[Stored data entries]
■ ■ ■ ■

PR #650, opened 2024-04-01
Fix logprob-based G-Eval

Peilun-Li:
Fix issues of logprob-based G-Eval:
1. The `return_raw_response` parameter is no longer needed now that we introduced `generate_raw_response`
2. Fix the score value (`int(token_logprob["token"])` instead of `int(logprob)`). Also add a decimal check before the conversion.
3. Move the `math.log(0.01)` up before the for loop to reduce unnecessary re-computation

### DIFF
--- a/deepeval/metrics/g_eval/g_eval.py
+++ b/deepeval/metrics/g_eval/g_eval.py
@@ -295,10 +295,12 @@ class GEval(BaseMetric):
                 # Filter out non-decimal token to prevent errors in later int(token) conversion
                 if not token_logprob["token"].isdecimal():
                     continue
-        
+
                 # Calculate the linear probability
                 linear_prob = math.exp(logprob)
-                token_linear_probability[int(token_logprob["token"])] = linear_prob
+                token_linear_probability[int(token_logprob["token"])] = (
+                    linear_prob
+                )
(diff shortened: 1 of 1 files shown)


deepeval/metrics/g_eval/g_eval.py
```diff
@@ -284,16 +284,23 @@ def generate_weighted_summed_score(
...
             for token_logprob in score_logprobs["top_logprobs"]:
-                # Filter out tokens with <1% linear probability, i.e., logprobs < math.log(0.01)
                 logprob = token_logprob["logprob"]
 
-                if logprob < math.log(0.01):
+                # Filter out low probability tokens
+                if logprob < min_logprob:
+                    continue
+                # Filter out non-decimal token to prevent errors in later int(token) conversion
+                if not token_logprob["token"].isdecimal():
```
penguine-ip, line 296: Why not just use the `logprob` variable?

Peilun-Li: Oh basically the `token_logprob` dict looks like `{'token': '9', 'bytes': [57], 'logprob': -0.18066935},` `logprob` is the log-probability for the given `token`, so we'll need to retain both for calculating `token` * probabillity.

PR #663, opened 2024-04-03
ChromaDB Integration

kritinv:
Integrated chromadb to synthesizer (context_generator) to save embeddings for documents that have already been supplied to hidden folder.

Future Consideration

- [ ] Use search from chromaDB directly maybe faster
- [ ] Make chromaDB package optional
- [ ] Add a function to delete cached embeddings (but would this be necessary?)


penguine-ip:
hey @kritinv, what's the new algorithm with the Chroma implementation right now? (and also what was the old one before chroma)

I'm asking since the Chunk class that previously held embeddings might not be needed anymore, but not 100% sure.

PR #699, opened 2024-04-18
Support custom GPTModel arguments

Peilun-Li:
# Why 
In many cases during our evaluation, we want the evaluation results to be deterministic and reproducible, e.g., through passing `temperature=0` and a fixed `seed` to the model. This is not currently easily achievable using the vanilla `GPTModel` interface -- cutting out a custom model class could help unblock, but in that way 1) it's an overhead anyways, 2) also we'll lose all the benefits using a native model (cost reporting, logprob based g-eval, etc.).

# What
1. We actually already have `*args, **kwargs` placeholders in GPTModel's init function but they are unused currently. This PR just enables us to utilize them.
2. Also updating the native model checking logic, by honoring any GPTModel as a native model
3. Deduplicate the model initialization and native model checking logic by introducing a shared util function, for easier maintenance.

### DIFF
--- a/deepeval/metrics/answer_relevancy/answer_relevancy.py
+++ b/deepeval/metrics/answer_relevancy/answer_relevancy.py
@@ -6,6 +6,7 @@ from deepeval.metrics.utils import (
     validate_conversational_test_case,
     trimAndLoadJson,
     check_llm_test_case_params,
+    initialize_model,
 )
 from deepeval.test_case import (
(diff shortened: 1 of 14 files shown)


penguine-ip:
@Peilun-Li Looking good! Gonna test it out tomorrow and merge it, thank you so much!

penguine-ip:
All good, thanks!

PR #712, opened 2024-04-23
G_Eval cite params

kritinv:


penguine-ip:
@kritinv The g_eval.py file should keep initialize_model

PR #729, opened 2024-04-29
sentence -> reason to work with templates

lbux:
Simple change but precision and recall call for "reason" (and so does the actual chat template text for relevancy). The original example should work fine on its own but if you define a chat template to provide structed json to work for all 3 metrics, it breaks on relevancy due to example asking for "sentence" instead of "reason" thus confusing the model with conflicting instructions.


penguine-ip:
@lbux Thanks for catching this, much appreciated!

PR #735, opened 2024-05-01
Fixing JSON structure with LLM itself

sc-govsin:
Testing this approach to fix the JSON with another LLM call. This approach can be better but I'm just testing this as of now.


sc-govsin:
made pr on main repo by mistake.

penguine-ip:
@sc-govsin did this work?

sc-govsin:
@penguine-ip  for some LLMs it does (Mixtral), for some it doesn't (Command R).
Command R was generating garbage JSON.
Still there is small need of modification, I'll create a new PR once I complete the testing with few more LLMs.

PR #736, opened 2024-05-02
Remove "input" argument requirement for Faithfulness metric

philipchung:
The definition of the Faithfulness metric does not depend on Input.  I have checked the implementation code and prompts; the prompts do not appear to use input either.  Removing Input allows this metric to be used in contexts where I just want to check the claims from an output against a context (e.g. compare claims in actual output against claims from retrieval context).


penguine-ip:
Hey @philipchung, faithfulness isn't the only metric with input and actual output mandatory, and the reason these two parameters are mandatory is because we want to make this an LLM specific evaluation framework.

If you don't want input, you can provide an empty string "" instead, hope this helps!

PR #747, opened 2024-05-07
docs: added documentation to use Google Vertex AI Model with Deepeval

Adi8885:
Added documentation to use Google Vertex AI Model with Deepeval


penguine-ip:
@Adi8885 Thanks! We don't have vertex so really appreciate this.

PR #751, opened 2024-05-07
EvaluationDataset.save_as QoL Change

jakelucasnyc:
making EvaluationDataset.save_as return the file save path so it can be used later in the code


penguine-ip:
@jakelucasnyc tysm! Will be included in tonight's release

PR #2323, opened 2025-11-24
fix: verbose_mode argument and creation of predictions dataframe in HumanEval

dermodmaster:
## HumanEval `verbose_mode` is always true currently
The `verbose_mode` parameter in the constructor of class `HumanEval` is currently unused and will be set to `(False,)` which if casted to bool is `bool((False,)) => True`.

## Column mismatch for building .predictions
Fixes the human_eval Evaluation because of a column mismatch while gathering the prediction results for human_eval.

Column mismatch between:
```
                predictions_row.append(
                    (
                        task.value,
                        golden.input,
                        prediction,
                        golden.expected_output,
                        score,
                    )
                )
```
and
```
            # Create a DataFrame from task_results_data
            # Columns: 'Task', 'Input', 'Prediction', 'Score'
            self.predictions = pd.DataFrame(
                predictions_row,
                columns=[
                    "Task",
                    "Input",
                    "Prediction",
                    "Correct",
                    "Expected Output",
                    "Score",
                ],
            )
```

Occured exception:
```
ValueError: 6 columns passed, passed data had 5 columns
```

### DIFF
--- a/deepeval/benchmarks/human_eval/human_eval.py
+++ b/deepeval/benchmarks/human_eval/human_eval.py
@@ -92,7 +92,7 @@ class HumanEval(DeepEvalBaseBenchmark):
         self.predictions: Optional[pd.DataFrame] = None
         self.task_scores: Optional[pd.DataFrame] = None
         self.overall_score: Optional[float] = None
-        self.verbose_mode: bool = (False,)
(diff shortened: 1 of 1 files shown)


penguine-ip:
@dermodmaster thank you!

■ ■ ■ ■

### TASK DETAILS
Nothing should be dropped or changed, so repeat all of the entries exactly.

### SOLUTION TO THIS TASK
PR #650, opened 2024-04-01
Fix logprob-based G-Eval

Peilun-Li:
Fix issues of logprob-based G-Eval:
1. The `return_raw_response` parameter is no longer needed now that we introduced `generate_raw_response`
2. Fix the score value (`int(token_logprob["token"])` instead of `int(logprob)`). Also add a decimal check before the conversion.
3. Move the `math.log(0.01)` up before the for loop to reduce unnecessary re-computation

### DIFF
--- a/deepeval/metrics/g_eval/g_eval.py
+++ b/deepeval/metrics/g_eval/g_eval.py
@@ -295,10 +295,12 @@ class GEval(BaseMetric):
                 # Filter out non-decimal token to prevent errors in later int(token) conversion
                 if not token_logprob["token"].isdecimal():
                     continue
-        
+
                 # Calculate the linear probability
                 linear_prob = math.exp(logprob)
-                token_linear_probability[int(token_logprob["token"])] = linear_prob
+                token_linear_probability[int(token_logprob["token"])] = (
+                    linear_prob
+                )
(diff shortened: 1 of 1 files shown)


deepeval/metrics/g_eval/g_eval.py
```diff
@@ -284,16 +284,23 @@ def generate_weighted_summed_score(
...
             for token_logprob in score_logprobs["top_logprobs"]:
-                # Filter out tokens with <1% linear probability, i.e., logprobs < math.log(0.01)
                 logprob = token_logprob["logprob"]
 
-                if logprob < math.log(0.01):
+                # Filter out low probability tokens
+                if logprob < min_logprob:
+                    continue
+                # Filter out non-decimal token to prevent errors in later int(token) conversion
+                if not token_logprob["token"].isdecimal():
```
penguine-ip, line 296: Why not just use the `logprob` variable?

Peilun-Li: Oh basically the `token_logprob` dict looks like `{'token': '9', 'bytes': [57], 'logprob': -0.18066935},` `logprob` is the log-probability for the given `token`, so we'll need to retain both for calculating `token` * probabillity.

PR #663, opened 2024-04-03
ChromaDB Integration

kritinv:
Integrated chromadb to synthesizer (context_generator) to save embeddings for documents that have already been supplied to hidden folder.

Future Consideration

- [ ] Use search from chromaDB directly maybe faster
- [ ] Make chromaDB package optional
- [ ] Add a function to delete cached embeddings (but would this be necessary?)


penguine-ip:
hey @kritinv, what's the new algorithm with the Chroma implementation right now? (and also what was the old one before chroma)

I'm asking since the Chunk class that previously held embeddings might not be needed anymore, but not 100% sure.

PR #699, opened 2024-04-18
Support custom GPTModel arguments

Peilun-Li:
# Why 
In many cases during our evaluation, we want the evaluation results to be deterministic and reproducible, e.g., through passing `temperature=0` and a fixed `seed` to the model. This is not currently easily achievable using the vanilla `GPTModel` interface -- cutting out a custom model class could help unblock, but in that way 1) it's an overhead anyways, 2) also we'll lose all the benefits using a native model (cost reporting, logprob based g-eval, etc.).

# What
1. We actually already have `*args, **kwargs` placeholders in GPTModel's init function but they are unused currently. This PR just enables us to utilize them.
2. Also updating the native model checking logic, by honoring any GPTModel as a native model
3. Deduplicate the model initialization and native model checking logic by introducing a shared util function, for easier maintenance.

### DIFF
--- a/deepeval/metrics/answer_relevancy/answer_relevancy.py
+++ b/deepeval/metrics/answer_relevancy/answer_relevancy.py
@@ -6,6 +6,7 @@ from deepeval.metrics.utils import (
     validate_conversational_test_case,
     trimAndLoadJson,
     check_llm_test_case_params,
+    initialize_model,
 )
 from deepeval.test_case import (
(diff shortened: 1 of 14 files shown)


penguine-ip:
@Peilun-Li Looking good! Gonna test it out tomorrow and merge it, thank you so much!

penguine-ip:
All good, thanks!

PR #712, opened 2024-04-23
G_Eval cite params

kritinv:


penguine-ip:
@kritinv The g_eval.py file should keep initialize_model

PR #729, opened 2024-04-29
sentence -> reason to work with templates

lbux:
Simple change but precision and recall call for "reason" (and so does the actual chat template text for relevancy). The original example should work fine on its own but if you define a chat template to provide structed json to work for all 3 metrics, it breaks on relevancy due to example asking for "sentence" instead of "reason" thus confusing the model with conflicting instructions.


penguine-ip:
@lbux Thanks for catching this, much appreciated!

PR #735, opened 2024-05-01
Fixing JSON structure with LLM itself

sc-govsin:
Testing this approach to fix the JSON with another LLM call. This approach can be better but I'm just testing this as of now.


sc-govsin:
made pr on main repo by mistake.

penguine-ip:
@sc-govsin did this work?

sc-govsin:
@penguine-ip  for some LLMs it does (Mixtral), for some it doesn't (Command R).
Command R was generating garbage JSON.
Still there is small need of modification, I'll create a new PR once I complete the testing with few more LLMs.

PR #736, opened 2024-05-02
Remove "input" argument requirement for Faithfulness metric

philipchung:
The definition of the Faithfulness metric does not depend on Input.  I have checked the implementation code and prompts; the prompts do not appear to use input either.  Removing Input allows this metric to be used in contexts where I just want to check the claims from an output against a context (e.g. compare claims in actual output against claims from retrieval context).


penguine-ip:
Hey @philipchung, faithfulness isn't the only metric with input and actual output mandatory, and the reason these two parameters are mandatory is because we want to make this an LLM specific evaluation framework.

If you don't want input, you can provide an empty string "" instead, hope this helps!

PR #747, opened 2024-05-07
docs: added documentation to use Google Vertex AI Model with Deepeval

Adi8885:
Added documentation to use Google Vertex AI Model with Deepeval


penguine-ip:
@Adi8885 Thanks! We don't have vertex so really appreciate this.

PR #751, opened 2024-05-07
EvaluationDataset.save_as QoL Change

jakelucasnyc:
making EvaluationDataset.save_as return the file save path so it can be used later in the code


penguine-ip:
@jakelucasnyc tysm! Will be included in tonight's release

PR #2323, opened 2025-11-24
fix: verbose_mode argument and creation of predictions dataframe in HumanEval

dermodmaster:
## HumanEval `verbose_mode` is always true currently
The `verbose_mode` parameter in the constructor of class `HumanEval` is currently unused and will be set to `(False,)` which if casted to bool is `bool((False,)) => True`.

## Column mismatch for building .predictions
Fixes the human_eval Evaluation because of a column mismatch while gathering the prediction results for human_eval.

Column mismatch between:
```
                predictions_row.append(
                    (
                        task.value,
                        golden.input,
                        prediction,
                        golden.expected_output,
                        score,
                    )
                )
```
and
```
            # Create a DataFrame from task_results_data
            # Columns: 'Task', 'Input', 'Prediction', 'Score'
            self.predictions = pd.DataFrame(
                predictions_row,
                columns=[
                    "Task",
                    "Input",
                    "Prediction",
                    "Correct",
                    "Expected Output",
                    "Score",
                ],
            )
```

Occured exception:
```
ValueError: 6 columns passed, passed data had 5 columns
```

### DIFF
--- a/deepeval/benchmarks/human_eval/human_eval.py
+++ b/deepeval/benchmarks/human_eval/human_eval.py
@@ -92,7 +92,7 @@ class HumanEval(DeepEvalBaseBenchmark):
         self.predictions: Optional[pd.DataFrame] = None
         self.task_scores: Optional[pd.DataFrame] = None
         self.overall_score: Optional[float] = None
-        self.verbose_mode: bool = (False,)
(diff shortened: 1 of 1 files shown)


penguine-ip:
@dermodmaster thank you!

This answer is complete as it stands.